Question put and agreed to.
Resolved,
That this House has considered the investigation of business banking fraud.
(6 years, 7 months ago)
Commons ChamberI congratulate the hon. Member for East Lothian (Martin Whitfield) on securing this debate, and I pay tribute to my hon. Friend the Member for Thirsk and Malton (Kevin Hollinrake) who chairs the all-party group on fair business banking and finance.
I would normally begin by saying what a pleasure it is to speak in such a debate, but although it is always a pleasure to speak with you in the Chair, Madam Deputy Speaker, I do not feel that such a sentiment is appropriate, given the seriousness of the issues we are discussing. It is clearly far from a pleasure for thousands of business owners up and down the country who have had their lives and livelihoods destroyed by a broken, and in places rotten, banking system. As I have done previously, I shall refer in particular to one of my constituents, Mr Eric Topping, whose business was destroyed by the iniquity we are debating today.
There is clearly no easy solution to the mess we are in—it is hard to find a solution to get the redress that so many victims deserve, to rebuild crushed livelihoods, or to restore public faith in the system. There are, however, three steps to take, each of which might help in part. First, we need some form of acknowledgement that what my constituent, Mr Topping, has suffered is an outrage and an injustice. His complaint was dismissed out of hand because the issue occurred in 1998, and therefore outside the “relevant period” that was set arbitrarily at between 2008 and 2013. Whatever form of redress the Government, regulators or banks come up with, they must consider events before 2008 and the narrow scope of the FCA’s skilled persons reports. They must also look beyond RBS GRG, and into its precursor bodies such as the “specialised lending service”, and any other sham department, in whatever bank, that was engaged in systematic and organised fraudulent asset stripping.
Secondly, it is clear that the Financial Ombudsmen Service lacks teeth as a method of redress, given that in most instances it can look only at cases involving microbusinesses with 10 employees or fewer. With claims capped at £150,000, thousands of SMEs affected by this scandal cannot apply. There is a clear problem for businesses with more than 10 employees, as their only option is to go to the courts. That is too expensive and places small businesses against international financial institutions, which is a complete mismatch.

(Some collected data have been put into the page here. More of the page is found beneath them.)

PR #92, opened 2025-02-25
TemplateGen enhancements

marcosps:
All these changes only add prototypes of _init/_cleanup, otherwise it's cleanups around TemplateGen class (which might die soon...)


vmezzela (approved):
Thanks @marcosps !

fgyanz (approved):
Very nice! LGTM!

In a move that would be laughable if it were not so unjust, in the bank’s final letter to Mr Topping, RBS’s director of operations suggested that he seek redress through the Financial Ombudsmen Service, and helpfully enclosed a leaflet to that effect. RBS knew, however, that Mr Topping’s business was too large to come within the scope of the ombudsmen’s remit, and by suggesting such a move it was either incompetent in its advice or it was simply mocking him—I am not sure which is worse.
Proposals for enlarging the remit of the ombudsman are not the answer—as I have said, it lacks teeth—and there is a gap in the current structure that must be filled. It is necessary to have a completely independent system or tribunal that sits outside the regulatory structure and has sufficient powers and knowledge to deal with complex financial disputes that include contracts, insolvency and all associated issues. Such a system must be able to address the backlog of legacy cases and ensure that those who have been mistreated are given an outlet through which their grievances can be heard, and suitable redress awarded. Any system will need to address the statute of limitations so that victims are not barred from taking action.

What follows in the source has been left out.